Newhouse’s primary success rare among GOP impeachment voters
By NICHOLAS K. GERANIOS
Associated Press
SPOKANE, Wash. (AP) — The 4th Congressional District in Washington state is a land of snow-capped volcanic peaks and lush irrigated orchards that produce most of the nation’s apples. It’s also home to one of the few Republicans who voted to impeach former President Donald Trump and then won his next election.
U.S. Rep. Dan Newhouse was one of 10 Republicans who voted to impeach Trump last year, and is one of only two to beat back GOP challengers this year.
Newhouse was the leading vote-getter in the race for his seat in the Aug. 2 Washington primary election, despite withering criticism from Trump and a Trump-backed challenger. Meanwhile, U.S. Rep. David Valadao, R-Calif. – who like Newhouse ran in a top-two open primary – also prevailed two months ago.
U.S. Rep.
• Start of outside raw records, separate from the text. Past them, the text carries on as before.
PR #740, opened 2021-11-01
add a service regsitry when generate source code

gzzyj:
A lazy and common way for  gRPC service  registration. I can use the registry to invoke the grpc.Server's  function (`func (s *Server) RegisterService(sd *ServiceDesc, ss interface{})` ) at the special time. It is more convenient to manage the registration than directly to invoke the `pkgName.RegisterXXXServer( s *grpc.Server ,svr XXXServer)`


gzzyj (commented):
1. add a serviceoption
2. handle the serviceoption in code gen plugin named grpc。export the serviceDescription

PR #11, opened 2019-06-20
Basic error checks on start-up

krober10nd:
Check for m_map, datasets directory, and utilities before doing anything.


WPringle:
should the m_map one just check for m_proj like the utilities one is just checking for inpoly.m? Coz it doesnt really matter if you have that directory or not, just you have the functions on your path.

CHLNDDEV:
Ok I updated so it checks for the existence of m_proj as a file.

PR #13, opened 2019-06-26
Dpoly patch

krober10nd:
Definition of meshing domain was not correct for the case of multiple nests. In particular, for domains with very complicated intersecting nests, this could result in a meshing configuration that was wrong.

In addition, I've added comments and cleaned up the structure of the code.


WPringle (approved):
Yes it seems good. Deletion of some redundant arrays such as pv1 and an attempt to make the in_boubox thing more clear, along with applying it even if the box_num is not 1.

PR #14, opened 2019-07-02
Varying weirs patch

krober10nd:
This adds support for specifying the resolution along the face of the weir in meters. The spacing along the weirs is the fourth column of each entry in the cell-array. 

This patch also will ensure that edge constraints are preserved when using the plus operator so that the structure of the weirs is not destroyed.


CHLNDDEV:
I still need to carry out the fixed points to the new merged mesh class. I should be able to finish that today.

WPringle (approved):
I'm happy with this.. Only major changes to weirs, and using the egfix in the delaunay triangulation when merging meshes.

PR #15, opened 2019-07-04
Update README.md

krober10nd:
removed link to old researchgate pdf in lieu of continually updated overleaf document.

### DIFF
--- a/README.md
+++ b/README.md
@@ -26,13 +26,12 @@ OceanMesh2D is a set of user-friendly MATLAB functions to generate two-dimension
 
 ## `Starting Out`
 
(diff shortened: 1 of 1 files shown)


WPringle (approved):
I also edited readme, and just uploaded the recent user guide directly into the projection branch (for now)

krober10nd:
Ok, for the distance future. Lets try to use doxygen. if we put comments in the code in a certain way, it will format the comments into a beautiful pdf for us.

https://www.mathworks.com/matlabcentral/fileexchange/25925-using-doxygen-with-matlab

Jaime Herrera Beutler, R-Wash., who also voted to impeach Trump and represents the Vancouver area, conceded to Trump-backed challenger Joe Kent on Tuesday night.
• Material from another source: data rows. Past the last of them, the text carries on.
PR #17, opened 2019-07-09
Adding in new mesh clean from dev

WPringle:
- Bringing over msh clean from dev which is a more user friendly style
- Changes to meshgen and other functions in msh to call the new msh clean correctly


krober10nd (approved):
Great work!

PR #18, opened 2019-07-15
merging over updates to msh clean from the dev branch

WPringle:
- updates to the msh cleaner enabling a 'tight' option tailored to certain conditions such as overlapping meshes with similar mesh resolution, overlapping with disparate mesh resolution, and (almost) non-overlapping meshes.
- removed the previous lines which tried to avoid holes but that created other issues for well-matched meshes.
- new version also deletes points too close together and preserves the depths inside msh obj1 as a priority.

### DIFF
--- a/@msh/msh.m
+++ b/@msh/msh.m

Analysts say Newhouse had a couple of advantages that allowed him to beat back strong challenges from Republicans Loren Culp, who had Trump’s backing, and Jerrod Sessler, who was in Washington, D.C., during the Jan. 6, 2021 insurrection and poured a lot of his own money into the race.
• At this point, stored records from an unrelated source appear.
PR #22, opened 2019-08-12
Wpringle dpolypatch

WPringle:
Avoid the error in dpoly when checking in_boubox in the case there is no "inside" for the current bbox in the for loop by moving inside the sum(inside)==0 conditional.

Other very minor changes that do not affect the major function of OM as shown in commit history.


krober10nd (approved):
Looks good. Thanks.

PR #30, opened 2019-10-28
Adding in new paper.

krober10nd:


WPringle (approved):
I made the change to include journal and volume info.

PR #38, opened 2019-11-24
Improvements to plus/merger algorithm 

krober10nd:
1. Made errors friendlier.
2. Improved merger msh.plus() method by:
   -Incrementally collapsing "thin" triangles (see collapse_thin_triangles.m)
    This is now in lieu of deleting arbitrarily close points.
   -Doing a direct smooth in an region around the
   inset-to-be-merged in lieu of a smart Laplacian.
3. Improved preservation of fixed points when merging as well.

### DIFF
--- a/@geodata/geodata.m
+++ b/@geodata/geodata.m
@@ -58,7 +58,7 @@ classdef geodata
               M_MAP_EXISTS=1 ;
             end
             if M_MAP_EXISTS~=1 
-              error('Where''s m_map? Chief, you need to read the user guide')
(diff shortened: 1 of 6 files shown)


WPringle (approved):
I tried the merger and it worked well for merging global mesh with Alaskan mesh. I had to make a correction to the setProj to make it lower case to pick up the projection correctly. I also added some of my recent additions to the dev branch to allow a dj_cutoff of 0 and to an option for custom cleaning parameters in the plus operator.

Culp, a former small-town police officer, consistently blasted Newhouse as a RINO, or Republican in name only. That wasn’t enough to defeat Newhouse, who came from a well-known farming family and was seeking a fifth term.
“Newhouse had a lot more credibility in the agriculture community,” Cornell Clayton, head of the Thomas S. Foley Institute at Washington State University, said this week. “And Culp just doesn’t. I think that did him in.”
Sessler, a former NASCAR driver spent about $500,000 — mostly his own money — but finished a distant fourth in the race.
Washington’s primary system, in which all candidates run on the same ballot, and the top two vote getters advance to November, regardless of party, also helped Newhouse, analysts said.
“The short answer is this: Newhouse benefitted from our Top 2 primary system, especially given there was a legitimate (if still long shot) Democrat running,” Todd Schaefer, a political science professor at Central Washington University, wrote in an e-mail. “And of course he had the power of incumbency that gave him the ability to tout his record and attack Biden and Culp.”
With Republican votes split among six challengers, that allowed the lone Democrat in the race, farmer Doug White of the Yakima Valley, to finish second and advance to the general election.
White will be a longshot in November in what is arguably the state’s most conservative district.
It encompasses a large area of central Washington, covering the counties of Klickitat, Douglas, Okanogan, Grant, Yakima, Franklin, Benton, and Adams. The district, dominated by the Yakima and Tri-Cities communities, is considerably more conservative than the western part of the state.
No Democratic presidential candidate has carried any county in the district since Bill Clinton in 1992 carried Okanogan County. None of the other counties in the district have backed a Democrat for President since Lyndon B. Johnson in 1964, while Adams County has not voted Democratic since Franklin D. Roosevelt in 1936.
The last Democrat to represent the district was Jay Inslee, who won the seat in 1992 and lost it in the Republican wave of 1994. Inslee is now the governor of Washington.
Newhouse is the scion of a prominent farming family based in the Yakima Valley town of Sunnyside, and and is nobody’s idea of a liberal. He has consistently received “A” ratings from the National Rifle Association and Susan B. Anthony List, a leading anti-abortion organization. He also is fighting environmental groups who want to remove four big hydro dams on the Snake River to save endangered salmon.
The Newhouse family operates an 850-acre farm near Sunnyside where they grow hops for local breweries, grapes for local wineries, tree fruit, and alfalfa.
Of the 10 House Republicans who voted for Trump’s impeachment, four opted not to run for reelection. Michigan Rep. Peter Meijer was defeated in a primary on Aug. 2 by Trump-endorsed John Gibbs and Rep. Tom Rice of South Carolina lost to a Trump-endorsed challenger in June. Rep. Liz Cheney of Wyoming is bracing for defeat in her Aug. 16 primary against a Trump-backed rival.